• Instructions for the task
Return each line of the entries that mentions the word "cfpcd".

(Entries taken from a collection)
Segment Open

PR #410, opened 2024-06-27
New watch face: Medical Thermometer

Kistelini:
This is heavily based on the temperature readout face. For further description see the header file.

### DIFF
--- a/movement/watch_faces/sensor/medical_thermometer_face.c
+++ b/movement/watch_faces/sensor/medical_thermometer_face.c
@@ -1,0 +1,151 @@
+/*
+ * MIT License
+ *
+ * Copyright (c) 2024 Christian Buschau
+ *
+ * Permission is hereby granted, free of charge, to any person obtaining a copy
+ * of this software and associated documentation files (the "Software"), to deal
+ * in the Software without restriction, including without limitation the rights
+ * to use, copy, modify, merge, publish, distribute, sublicense, and/or sell
+ * copies of the Software, and to permit persons to whom the Software is
+ * furnished to do so, subject to the following conditions:
+ *
+ * The above copyright notice and this permission notice shall be included in all
+ * copies or substantial portions of the Software.
+ *
+ * THE SOFTWARE IS PROVIDED "AS IS", WITHOUT WARRANTY OF ANY KIND, EXPRESS OR
+ * IMPLIED, INCLUDING BUT NOT LIMITED TO THE WARRANTIES OF MERCHANTABILITY,
+ * FITNESS FOR A PARTICULAR PURPOSE AND NONINFRINGEMENT. IN NO EVENT SHALL THE
+ * AUTHORS OR COPYRIGHT HOLDERS BE LIABLE FOR ANY CLAIM, DAMAGES OR OTHER
+ * LIABILITY, WHETHER IN AN ACTION OF CONTRACT, TORT OR OTHERWISE, ARISING FROM,
+ * OUT OF OR IN CONNECTION WITH THE SOFTWARE OR THE USE OR OTHER DEALINGS IN THE
+ * SOFTWARE.
+ */
+
+#include <limits.h>
+#include <math.h>
+#include <stdlib.h>
+#include <string.h>
+#include "medical_thermometer_face.h"
+#include "thermistor_driver.h"
+
+static float _medical_thermometer_face_update(bool in_fahrenheit) {
+    thermistor_driver_enable();
+    float temperature_c = thermistor_driver_get_temperature();
+    char buf[14];
+    if (in_fahrenheit) {
+        sprintf(buf, "%4.1f#F", temperature_c * 1.8 + 32.0);
+    } else {
+        sprintf(buf, "%4.1f#C", temperature_c);
+    }
+    watch_display_string(buf, 4);
+    thermistor_driver_disable();
+    return temperature_c;
+}
+
+static void _medical_thermometer_face_clear(int last[]) {
+    for (size_t i = 0; i < LAST_SIZE; i++) {
+        last[i] = INT_MIN;
+    }
+}
+
+void medical_thermometer_face_setup(movement_settings_t *settings, uint8_t watch_face_index, void ** context_ptr) {
+    (void) settings;
+    (void) watch_face_index;
+    if (*context_ptr == NULL) {
+        *context_ptr = malloc(sizeof(medical_thermometer_state_t));
+        memset(*context_ptr, 0, sizeof(medical_thermometer_state_t));
+    }
+}
+
+void medical_thermometer_face_activate(movement_settings_t *settings, void *context) {
+    (void) settings;
+    medical_thermometer_state_t *state = (medical_thermometer_state_t *)context;
+    state->mode = MODE_NORMAL;
+    _medical_thermometer_face_clear(state->last);
+    watch_display_string("TE", 0);
+}
+
+bool medical_thermometer_face_loop(movement_event_t event, movement_settings_t *settings, void *context) {
+    medical_thermometer_state_t *state = (medical_thermometer_state_t *)context;
+
+    switch (event.event_type) {
+        case EVENT_ACTIVATE:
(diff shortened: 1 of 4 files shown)


movement/watch_faces/sensor/medical_thermometer_face.h
```diff
@@ -0,0 +1,71 @@
...
+ * This watch face shows the current temperature in degrees Celsius. Press and
+ * hold the alarm button to toggle between Celsius and Fahrenheit. Press and
+ * release the alarm button to start a "timer". The watch will sound an alarm
+ * when the temperature remains constant for at least 30 seconds and the
+ * temperature will stop updating until you press the alarm button. You can
+ * cancel the alarm by pressing the button again. If the temperature doesn't
+ * remain constant until the low energy timeout is reached, the alarm will stop.
+ * This measurement isn't super accurate, but if you put your watch under your
+ * shoulder when you feel sick, you will get an approximation of whether you're
+ * just feeling bad or it's serious.
```
matheusmoreira, line 42: We definitely need more data about the sensor watch thermistor's error margins. With error ≥ ±0.5 °C it could actually delay medical attention by giving users a false sense of normalcy.

movement/watch_faces/sensor/medical_thermometer_face.h
```diff
@@ -0,0 +1,71 @@
...
+#include "movement.h"
+
+/*
+ * MEDICAL THERMOMETER
+ *
+ * This watch face shows the current temperature in degrees Celsius. Press and
+ * hold the alarm button to toggle between Celsius and Fahrenheit. Press and
+ * release the alarm button to start a "timer". The watch will sound an alarm
+ * when the temperature remains constant for at least 30 seconds and the
+ * temperature will stop updating until you press the alarm button. You can
```
matheusmoreira, line 37: Sounds great. This is a familiar interface to anyone who has used a medical thermometer.

movement/watch_faces/sensor/medical_thermometer_face.h
```diff
@@ -0,0 +1,71 @@
...
+ * cancel the alarm by pressing the button again. If the temperature doesn't
+ * remain constant until the low energy timeout is reached, the alarm will stop.
```
matheusmoreira, line 39: Just the alarm? Will the face continue the temperature fix process in low energy mode? I ask because I use a ten second low energy timeout. After reading the code, to me it looks like it continues to read out temperatures even in low energy mode. Please confirm if that's you intention. Others may have concerns about power usage.

movement/watch_faces/sensor/medical_thermometer_face.c
```diff
@@ -0,0 +1,151 @@
...
+            if (watch_rtc_get_date_time().unit.second % 5 == 0) {
+                switch (state->mode) {
+                    case MODE_NORMAL:
+                        _medical_thermometer_face_update(settings->bit.use_imperial_units);
+                        break;
+                    case MODE_ALARM:
+                        for (size_t i = LAST_SIZE - 1; i > 0; i--) {
+                            state->last[i] = state->last[i - 1];
+                        }
+                        state->last[0] = roundf(_medical_thermometer_face_update(settings->bit.use_imperial_units) * 10.0f);
```
matheusmoreira, line 86: What is the impact of this rounding and multiplication on the accuracy of the measurements?

movement/watch_faces/sensor/medical_thermometer_face.h
Kistelini: I don't have any accurate thermometer at hand, but it's definitely not accurate enough to decide whether you need medical attention or not.

movement/watch_faces/sensor/medical_thermometer_face.h
Kistelini: It continues to read the temperature in low energy mode and updates every five minutes. That's the same behavior as the temperature readout face. The default minimum timeout for low energy mode is ten minutes, for ten seconds, this won't work.

movement/watch_faces/sensor/medical_thermometer_face.c
Kistelini: I'm rounding to the first decimal place and store the result in an integer, because you can't really compare floats in C.

joeycastillo:
The word “medical” gives me serious pause here, along with the usage description. Even with the disclaimer in the license, there are significant liabilities associated with suggesting that a device could diagnose any kind of medical condition, especially when I cannot guarantee the hardware is capable of such a thing. 

I think it’s cool that you’ve done this, but for liability reasons, it’s too great a risk to me personally for this to be part of the main repository.

matheusmoreira:
@joeycastillo I share your concern.

When I worked on the pulsometer I carefully avoided the word "medical" or any discussion of the accuracy whatsoever. I actually use it every day at work and it's awesome but the fact remains that without systematic testing no guarantees can be made from a product quality point of view.

Medical thermometers are simple devices [but are still Class II][1] medical devices according to the FDA. Unlike the [mercury clinical thermometers][2], the electronic ones are not exempt from 510(k) premarket notification and clearance. And this is just for the USA.

Just in case anyone is curious why a seemingly simple thermometer would be a regulated class II device: the reason is that all measurements have error, which creates uncertainty and therefore risk. Specifically, there is a risk of false positives and false negatives. A false positive is a feverish readout for a normal patient, and a false negative is a normal readout for a feverish patient.

Electronic medical and veterinary thermometer specifications I have evaluated in the past four years always had error margins ≤ ±0.5 ℃. Medical thermometer error usually hovered around ±0.2 ℃.

An error of ±0.2 ℃ looks low but it's actually pretty bad. Assuming a normal distribution and 95% confidence interval, if the device reads 37.5 ℃ then it means there's a 95% chance the _true_ body temperature lies within the [37.1, 37.9] ℃ interval. Even with a regulated, tested and calibrated medical thermometer, you cannot be reasonably certain the patient is feverish in that case. A readout of 38.0 ℃ is better: the confidence interval is [37.6, 38.4] ℃, you are 95% certain the patient's true body temperature is above the typical 37.5 ℃ threshold for fever.

An error of ±0.5 ℃ makes the device much harder to use for medical purposes. A readout of 38.0 ℃ would mean a confidence interval of [37.0, 39.0] ℃, putting that measurement in the same ambiguous category as the 37.5 ℃ ±0.2 ℃ readout. A value of 38.5 ℃ would be needed to be 95% certain the patient is feverish.

Every bit of error potentially delays treatment. This is literally a matter of life or death. [For example][3], criteria for sepsis include body temperature > 38.0 ℃, and early diagnosis and treatment predicts lower mortality.

To make any kind of claim whatsoever regarding the accuracy of the temperature readout, we would need to systematically measure it and compile enough statistics to establish the temperature's standard deviation and confidence interval. We'd also need to account for variability in the parts and manufacturing process.

Even without any medical device ambitions, determining these error margins would be a worthy effort. I'm sure the folks who implemented the watch's temperature compensation functionality would appreciate it. Still, it's unlikely to be reachable with available resources and manpower of an open source project.

[1]: https://www.accessdata.fda.gov/scripts/cdrh/cfdocs/cfpcd/classification.cfm?id=FLL
[2]: https://www.accessdata.fda.gov/scripts/cdrh/cfdocs/cfpcd/classification.cfm?id=FLK
[3]: https://www.ncbi.nlm.nih.gov/books/NBK598311/

Kistelini:
@joeycastillo I understand your concern. But I think the functionality is still useful, e.g. to receive a notification when you want to measure the room temperature after the watch has been taken off the wrist.
I pushed a new commit and removed all references to this being of medical use. I think the PR didn't update because it's closed. Would you please consider reopening it? Commit is here: https://github.com/joeycastillo/Sensor-Watch/commit/b51da0088588f777ebd8e2efc411a85163f8ad8a

joeycastillo:
Ah alas I can't seem to reopen it because the branch was force-pushed (this seems to cause the “reopen” button to become disabled). 

If you rename the branch, you should be able to open a new pull request! And I'd totally consider it, as long as the documentation in the watch face makes clear that it's not intended to diagnose, treat, cure, or prevent any disease.

PR #414, opened 2024-07-07
Added ability to make default time on the watch be PC clock's during …

voloved:
When running `make`, you can include `DATE=`, which will set the default time on the watch to the PC's.
Below are example outputs of the setting.

```
user@DESKTOP-UCQND0L:~/sensorWatch/Sensor-Watch/movement/make$ make COLOR=RED
git submodule update --init
size:
   text    data     bss     dec     hex filename
 109436    2676   11604  123716   1e344 build/watch.elf
 109436    2676   11604  123716   1e344 (TOTALS)
 
user@DESKTOP-UCQND0L:~/sensorWatch/Sensor-Watch/movement/make$ make COLOR=RED DATE=YEAR
Default year and timezone are set to 2024 EDT
git submodule update --init
size:
   text    data     bss     dec     hex filename
 109436    2676   11604  123716   1e344 build/watch.elf
 109436    2676   11604  123716   1e344 (TOTALS)
 
user@DESKTOP-UCQND0L:~/sensorWatch/Sensor-Watch/movement/make$ make COLOR=RED DATE=DAY
Default date set to Jul 07 2024 EDT
git submodule update --init
size:
   text    data     bss     dec     hex filename
 109436    2676   11604  123716   1e344 build/watch.elf
 109436    2676   11604  123716   1e344 (TOTALS)
 
user@DESKTOP-UCQND0L:~/sensorWatch/Sensor-Watch/movement/make$ make COLOR=RED DATE=MIN
Default time set to 12:45 on Jul 07 2024 EDT
git submodule update --init
size:
   text    data     bss     dec     hex filename
 109436    2676   11604  123716   1e344 build/watch.elf
 109436    2676   11604  123716   1e344 (TOTALS)
 
user@DESKTOP-UCQND0L:~/sensorWatch/Sensor-Watch/movement/make$ make COLOR=RED DATE=foo
../../make.mk:276: *** DATE must be YEAR, DAY, or MIN if used..  Stop.
```

[Context in Discord](https://discord.com/channels/969627287429459988/1029086310192918538/1259302478839545887)

### DIFF
--- a/make.mk
+++ b/make.mk
@@ -277,7 +277,7 @@ CFLAGS += -DINITIAL_MONTH=$(CURRENT_MONTH)
 CFLAGS += -DINITIAL_DAY=$(CURRENT_DAY)
 CFLAGS += -DINITIAL_HOUR=$(CURRENT_HOUR)
 CFLAGS += -DINITIAL_MINUTE=$(CURRENT_MINUTE)
-$(info Default time set to $(CURRENT_HOUR):$(CURRENT_MINUTE) on $(shell date +"%b") $(CURRENT_DAY) $(shell date +"%Y") $(shell date +%Z))
+$(info Default time set to $(CURRENT_HOUR):$(shell printf "%02d" $(CURRENT_MINUTE)) on $(shell date +"%b") $(CURRENT_DAY) $(shell date +"%Y") $(shell date +%Z))
 else
 $(error DATE must be YEAR, DAY, or MIN if used.)
 endif


movement/movement.c
```diff
@@ -384,6 +384,14 @@ void app_init(void) {
     movement_state.settings.bit.to_interval = MOVEMENT_DEFAULT_TIMEOUT_INTERVAL;
     movement_state.settings.bit.le_interval = MOVEMENT_DEFAULT_LOW_ENERGY_INTERVAL;
     movement_state.settings.bit.led_duration = MOVEMENT_DEFAULT_LED_DURATION;
+#ifdef MAKEFILE_TIMEZONE
+    for (int i = 0, count = sizeof(movement_timezone_offsets) / sizeof(movement_timezone_offsets[0]); i < count; i++) {
+        if (movement_timezone_offsets[i] == MAKEFILE_TIMEZONE) {
+            movement_state.settings.bit.time_zone = i;
+            break;
+        }
+    }
```
matheusmoreira, line 393: I feel like there should be a way to set this statically, without looping over the time zones at runtime. We need to figure out the index of the timezone. Perhaps the makefile can figure out or call a script that figures it out, then it can pass the index via preprocessor definition.

watch-library/hardware/main.c
```diff
@@ -69,7 +69,23 @@ int main(void) {
...
+#endif
+#ifdef MAKEFILE_CURR_DAY
+        date_time.unit.day = MAKEFILE_CURR_DAY;
+#endif
+#ifdef MAKEFILE_CURR_HOUR
+        date_time.unit.hour = MAKEFILE_CURR_HOUR;
+#endif
+#ifdef MAKEFILE_CURR_MINUTE
+        date_time.unit.minute = MAKEFILE_CURR_MINUTE;
+#endif
```
matheusmoreira, line 88: I would suggest defining static functions that return the initial time components and putting the `#ifdef`s in them. This avoids adding complexity to the initialization function. They'll just return constants so the compiler is likely to eliminate the functions when they are compiled.

```C
static uint16_t get_initial_year(void)
{
#ifdef MAKEFILE_CURR_YEAR
    return MAKEFILE_CURR_YEAR;
#else
    return 3;
#endif
}

// ...

date_time.unit.year = get_initial_year();
```

make.mk
```diff
@@ -242,3 +242,37 @@ endif
...
+CFLAGS += -DMAKEFILE_CURR_MONTH=$(CURRENT_MONTH)
+CFLAGS += -DMAKEFILE_CURR_DAY=$(CURRENT_DAY)
+$(info Default date set to $(shell date +"%b") $(CURRENT_DAY) $(shell date +"%Y") $(shell date +%Z))
+else ifeq ($(DATE), MIN)
+CFLAGS += -DMAKEFILE_TIMEZONE=$(TIMEZONE)
+CFLAGS += -DMAKEFILE_CURR_YEAR=$(CURRENT_YEAR)
+CFLAGS += -DMAKEFILE_CURR_MONTH=$(CURRENT_MONTH)
+CFLAGS += -DMAKEFILE_CURR_DAY=$(CURRENT_DAY)
+CFLAGS += -DMAKEFILE_CURR_HOUR=$(CURRENT_HOUR)
+CFLAGS += -DMAKEFILE_CURR_MINUTE=$(CURRENT_MINUTE)
```
matheusmoreira, line 273: I suggest not mentioning `MAKEFILE` in these variables. Users might add them to a header file and include it instead. The makefile therefore wouldn't be the only source of these values. See also PR #295 for example.

I suggest `INITIAL_TIMEZONE`, `INITIAL_YEAR`, and so on.

make.mk
```diff
@@ -242,3 +242,37 @@ endif
...
+#  YEAR = Sets the year and timezone to the PC's
+#  DAY = Sets the default time down to the day (year, month, day, timezone)
+#  MIN = Sets the default time down to the minute (year, month, day, timezone, hour, minute)
+ifdef DATE
+TIMEZONE := $(shell date +%z | awk '{print substr($$0, 1, 3) * 60 + substr($$0, 4, 2)}')
+CURRENT_YEAR := $(shell echo $$(($(shell date +"%Y") - 2020)))
+CURRENT_MONTH := $(shell date +"%-m")
+CURRENT_DAY := $(shell date +"%-d")
+CURRENT_HOUR := $(shell date +"%-H")
+CURRENT_MINUTE := $(shell date +"%-M")
```
matheusmoreira, line 256: This adds a direct dependency on GNU coreutils for building the firmware. I consider that to be perfectly OK but then again I've been running Linux for over a decade. I have no idea how this impacts Windows users. Maintainers might want to double check this.

watch-library/hardware/main.c
```diff
@@ -69,7 +114,11 @@ int main(void) {
     // if date/time register is 0 (power on reset state), default year to 2023.
     watch_date_time date_time = watch_rtc_get_date_time();
     if (date_time.reg == 0) {
-        date_time.unit.year = 3;
+        date_time.unit.year = get_initial_year();
+        date_time.unit.month = get_initial_month();
+        date_time.unit.day = get_inital_day();
+        date_time.unit.hour = get_inital_hour();
+        date_time.unit.minute = get_inital_minute();
```
mcguirepr89, line 121: Not sure if this is worth much, but it's been helpful for me. For Linux users who only add these 5 lines and don't change any other files, `sed` can do all the work (though it's a kind of hacky).

From `movement/make`:
```
sed -Ei "s/(unit.year = ).*(;)/\1$(( $(date +%-g) - 20 ))\2/;s/(unit.month = ).*(;)/\1$(date +%-m)\2/;s/(unit.day = ).*(;)/\1$(date +%-d)\2/;s/(unit.hour = ).*(;)/\1$(date +%-H)\2/;s/(unit.minute = ).*(;)/\1$(date +%-M)\2/" ../../watch-library/hardware/main.c && make COLOR=YOURCOLOR && make install COLOR=YOURCOLOR
```
I know it's not pretty, but it is handy.

matheusmoreira (approved):
Looks great!!

matheusmoreira:
This is a good PR but since movement 2.0 will bring about a new build system it seems pointless to merge this in right now. Let's wait and revisit this after the refactoring is done!

PR #416, opened 2024-07-08
Change 24 h with alarm

voloved:
The original Casio F-91W swaps between 24H mode by pressing the `ALARM` button.  
This PR does the same both on the `simple_clock_face` and the `clock_face`.  

`clock_face` will ignore this if `CLOCK_FACE_24H_ONLY` is set on make.

24h

### DIFF
--- a/movement/movement.c
+++ b/movement/movement.c
@@ -377,7 +377,11 @@ void app_init(void) {
 
     memset(&movement_state, 0, sizeof(movement_state));
 
+#ifdef CLOCK_FACE_24H_ONLY
+    movement_state.settings.bit.clock_mode_24h = true;
+#else
     movement_state.settings.bit.clock_mode_24h = MOVEMENT_DEFAULT_24H_MODE;
+#endif
     movement_state.settings.bit.led_red_color = MOVEMENT_DEFAULT_RED_COLOR;
     movement_state.settings.bit.led_green_color = MOVEMENT_DEFAULT_GREEN_COLOR;
     movement_state.settings.bit.button_should_sound = MOVEMENT_DEFAULT_BUTTON_SOUND;
--- a/movement/watch_faces/clock/clock_face.c
+++ b/movement/watch_faces/clock/clock_face.c
@@ -105,6 +105,21 @@ static watch_date_time clock_24h_to_12h(watch_date_time date_time) {
     return date_time;
 }
 
+static void clock_toggle_24h_mode(movement_settings_t *settings, watch_date_time current) {
+    char buf[2 + 1];
+    settings->bit.clock_mode_24h = !settings->bit.clock_mode_24h;
+    if (clock_is_in_24h_mode(settings)) {
+        clock_indicate(WATCH_INDICATOR_PM, false);
+    }
+    else {
+        clock_indicate_pm(settings, current);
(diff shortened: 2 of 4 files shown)


voloved:
joeycastillo — Today at 4:55 PM
yeah i tend to agree, there are folks who feel.... strongly........ that their watch should never leave 24 hour mode. i'd venture that this feature on the original casio is an annoyance that folks just have to put up with

devolov — Today at 6:14 PM
I though that's what the CLOCK_FACE_24H_ONLY flag in make is for.
I saw clock_face uses it, but nothing else. I just added in a more global usage of that flag into the PR.
In my PR, if that flag is defined, pressing the alarm button doesn't toggle.
Also:
The preferences will no longer show the 24H toggle page
movement_state.settings.bit.clock_mode_24h will be set to true so any other items in the watch will also use 24H mode

joeycastillo — Today at 6:17 PM
It is, I'm just saying, I'm not wild about the UX of having that button toggle 24H mode in the simple watch face. It's a major change from how Sensor Watch has always worked, and on the one face that most everyone uses. Putting it in the settings menu was a choice, not an omission.

voloved:
joeycastillo — Today at 4:55 PM
yeah i tend to agree, there are folks who feel.... strongly........ that their watch should never leave 24 hour mode. i'd venture that this feature on the original casio is an annoyance that folks just have to put up with

devolov — Today at 6:14 PM
I though that's what the CLOCK_FACE_24H_ONLY flag in make is for.
I saw clock_face uses it, but nothing else. I just added in a more global usage of that flag into the PR.
In my PR, if that flag is defined, pressing the alarm button doesn't toggle.
Also:
The preferences will no longer show the 24H toggle page
movement_state.settings.bit.clock_mode_24h will be set to true so any other items in the watch will also use 24H mode

joeycastillo — Today at 6:17 PM
It is, I'm just saying, I'm not wild about the UX of having that button toggle 24H mode in the simple watch face. It's a major change from how Sensor Watch has always worked, and on the one face that most everyone uses. Putting it in the settings menu was a choice, not an omission.

matheusmoreira (commented):
It's my understanding that this probably won't be merged due to the watch's UX design concerns but still I'd like to say that the implementation looks good to me, especially the changes to `clock_face` which is the one I'm most familiar with. Thanks for your contribution.

voloved:
Thanks!
I actually made it so that is a toggle in the makefile, piggybacking off `CLOCK_FACE_24H_ONLY `.

```
# CLOCK_FACE_24H_ONLY = X
#  TOGGLE = Pressing the alarm button on the clock face toggles between 24H and 12H
#  YES = Always 24H mode
#  NO = 24H mode can be set in the settings
ifndef CLOCK_FACE_24H_ONLY
CLOCK_FACE_24H_ONLY := NO 
endif
ifeq ($(CLOCK_FACE_24H_ONLY), TOGGLE)
CFLAGS += -DCLOCK_FACE_24H_TOGGLE
else ifeq ($(CLOCK_FACE_24H_ONLY), YES)
CFLAGS += -DCLOCK_FACE_24H_ONLY
else ifneq ($(CLOCK_FACE_24H_ONLY), NO)
$(error CLOCK_FACE_24H_ONLY must be TOGGLE, YES, or NO if used.)
endif
```

PR #417, opened 2024-07-08
Clock face 24h only flag changes

voloved:
* Made the `CLOCK_FACE_24H_ONLY` flag more universal where it sets the `clock_mode_24h` bit on startup and doesn't allow it to be changed or seen in the preferences.
* Fixed typo of `PREFERENCES_FACE_NUM_PREFEFENCES`

### DIFF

Segment Closed

• Output for this exercise
[1]: https://www.accessdata.fda.gov/scripts/cdrh/cfdocs/cfpcd/classification.cfm?id=FLL
[2]: https://www.accessdata.fda.gov/scripts/cdrh/cfdocs/cfpcd/classification.cfm?id=FLK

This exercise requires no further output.